● **Problem details**
Scan the entries that follow and copy out every line containing "about".

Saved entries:

********************

PR #4, opened 2020-09-10
POC Authorization flow

larkox:
#### Summary
First draft on a POC over the Authorization Flow for Apps.

There is a first request to install an app from an URL (be it marketplace, or external), which call "InstallApp".
This will get the manifest of the app, and ask the sys admin to authorize that manifest (mainly the permissions).
The Sys admin will receive somehow (in the current implementation an interactive post) a screen to authorize the app.
When the app is authorized, a new "service account" (or bot account, or however we define it) is created, and the secret for that account is generated.
That secret is sent to the app, and the app returns their secret (so we can send events to the app).
Whenever the app wants to use the API as a user, it has to ask for the user token.
To do that, it makes a request signed with JWT, asking for the token of certain user. The server verifies the JWT, and create a token with the permissions defined in the manifest, and send it to the app.

#### Ticket Link
None

### DIFF
--- a/go.mod
+++ b/go.mod
@@ -3,6 +3,7 @@ module github.com/mattermost/mattermost-plugin-starter-template
 go 1.12
 
 require (
+	github.com/mattermost/mattermost-plugin-api v0.0.11
 	github.com/mattermost/mattermost-server/v5 v5.3.2-0.20200723144633-ed34468996e6
 	github.com/pkg/errors v0.9.1
 	github.com/stretchr/testify v1.6.1
--- a/server/authorization.go
+++ b/server/authorization.go
@@ -1,0 +1,298 @@
+package main
+
+import (
+	"bytes"
+	"encoding/json"
+	"errors"
+	"fmt"
+	"net/http"
+
+	"github.com/mattermost/mattermost-plugin-api/experimental/common"
+	"github.com/mattermost/mattermost-server/v5/model"
+)
+
+const ContextState = "state"
+const StateKey = "s_"
+const AppKey = "app_"
+
+type Manifest struct {
+	Name        string
+	Description string
+	URL         string
+	Permissions string
+}
+
+func (m *Manifest) ParsePermissions() string {
+	return m.Permissions
+}
+
+func (p *Plugin) InstallApp(url, adminID string) error {
+	manifestURL := url + "/manifest"
+	r, err := http.Get(manifestURL)
+	if err != nil {
+		return err
+	}
+
+	var manifest Manifest
+	if r.StatusCode != 200 {
+		return errors.New("cannot fetch manifest")
+	}
+
+	err = json.NewDecoder(r.Body).Decode(&manifest)
+	if err != nil {
+		return err
+	}
+
+	err = p.AskAuthorization(manifest, adminID)
+	if err != nil {
+		return err
+	}
+
+	return nil
+}
+
+func (p *Plugin) AskAuthorization(manifest Manifest, adminID string) error {
+	id := model.NewId()
+	state := fmt.Sprintf("%s_%s", manifest.Name, id)
+	key := fmt.Sprintf("%s_%s", StateKey, state)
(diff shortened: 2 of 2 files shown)


catalintomai:
"Whenever the app wants to use the API as a user, it has to ask for the user token." - does that mean that every server API requests requires an extra request to the plugin? No app(s) caching/storage?

larkox:
I have not read the document before. I was mainly basing my work on how it is done for Google Cloud (https://developers.google.com/identity/protocols/oauth2/service-account).

The current approach does not consider at the moment per-user permissions. I personally thought that the complexity was not needed. But I can engineer it into the solution.
For security and some simplicity for the app (less storage), I thought the approach taken by the link shared before was interesting. Whenever you want to act as a user, you ask for a short-lived token. Do all you need in that short time with the same token, and then let the token expire. The next time you need to act on behalf of that user, just do it again. That means more calls to the API, but solves the problem of storage on the app.

larkox:
@catalintomai :point_up:

catalintomai:
@larkox , the current PM spec https://docs.google.com/document/d/1K7LIGRIx6Sf_6G45NXdTomu11gOooxFRRXCEwO2tktg/edit# looks to have the per-user permissions requirement, @aaronrothschild can confirm. Though it also mentions "Improvements in Permissions are needed to limit what apps are visible to particular groups of users.", don't think we talked about/addressed this requirement.

larkox:
In other plugins and situations, we are trying to get away from "user level authorization". Having an end-user authorization seems in certain contexts "less secure" than having a general authorization given by the admin. In other words, some organizations prefer the admin to give the authorization for all users instead of each user having to go through the authorization process. @aaronrothschild probably can give more insight into this.

App visibility for group of users is complex in the design, mainly to define what do we mean with "group of users". If we use mattermost groups, we could add another layer of scoping where "if the app is trying to act on behalf of user A, but user A does not belong to group B, return an unauthorized error". I can work with that too.

levb:
$my .02: 👍  to what @larkox said, with a slight twist.

I think we should default to the user-level authorization, but maybe try to tie in the UX experience with `connect`-ing to the 3rd party in the same flow if appropriate.

In some cases, the sysadmins should have the capability of declaring the app "trusted", so user-level authorization is skipped.

This is what I also discussed with @crspeller

aaronrothschild:
@catalintomai @larkox I think it's worth having a conversation with the Enterprise (?) team about their plans for security in the future.  A switch from RBAC to ABAC may make implementing this easier in the future (in which case we should wait?) or we may need to add Permissions granularity to plugins.  It's a conversation not a requirement.

Primary Use Case for permissions: 
- I have an LDAP "Dev team" and "Support team" and "CSM Team"... 
   - I want everyone who has a Zendesk account to be able to see the Zendesk message action "button" after they have authenticated using `/zendesk connect`
  - Or, I want only the support team to see it at all.  Only people in "Support Team" should be able to connect and see the button in Mattermost. 

I think there is also a bigger question about plugins and our security model in the future.  We should try to stay away from hard coding Security assumptions into plugins.   I would prefer where in the plugin config it could specify a mattermost group for example.

levb:
> Whenever the app wants to use the API as a user, it has to ask for the user token.
> To do that, it makes a request signed with JWT, asking for the token of certain user. The server verifies the JWT, and create a token with the permissions defined in the manifest, and send it to the app. 

@larkox, the plan of record is to use the standard OAuth2 flows to get the user API token, and store it itself. Is this implementation a suggested replacement, or just a POC/partial implementation to get the flow in place?

larkox:
@levb This part a suggestion based on this:
https://developers.google.com/identity/protocols/oauth2/service-account

levb:
@larkox do you want to keep this PR open, or re-work the service (bot) account into master?

larkox:
I think it is better to close this one and start from scratch (using this as reference when needed) for the service account.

********************

● **Task result**
@larkox , the current PM spec https://docs.google.com/document/d/1K7LIGRIx6Sf_6G45NXdTomu11gOooxFRRXCEwO2tktg/edit# looks to have the per-user permissions requirement, @aaronrothschild can confirm. Though it also mentions "Improvements in Permissions are needed to limit what apps are visible to particular groups of users.", don't think we talked about/addressed this requirement.
@catalintomai @larkox I think it's worth having a conversation with the Enterprise (?) team about their plans for security in the future.  A switch from RBAC to ABAC may make implementing this easier in the future (in which case we should wait?) or we may need to add Permissions granularity to plugins.  It's a conversation not a requirement.
I think there is also a bigger question about plugins and our security model in the future.  We should try to stay away from hard coding Security assumptions into plugins.   I would prefer where in the plugin config it could specify a mattermost group for example.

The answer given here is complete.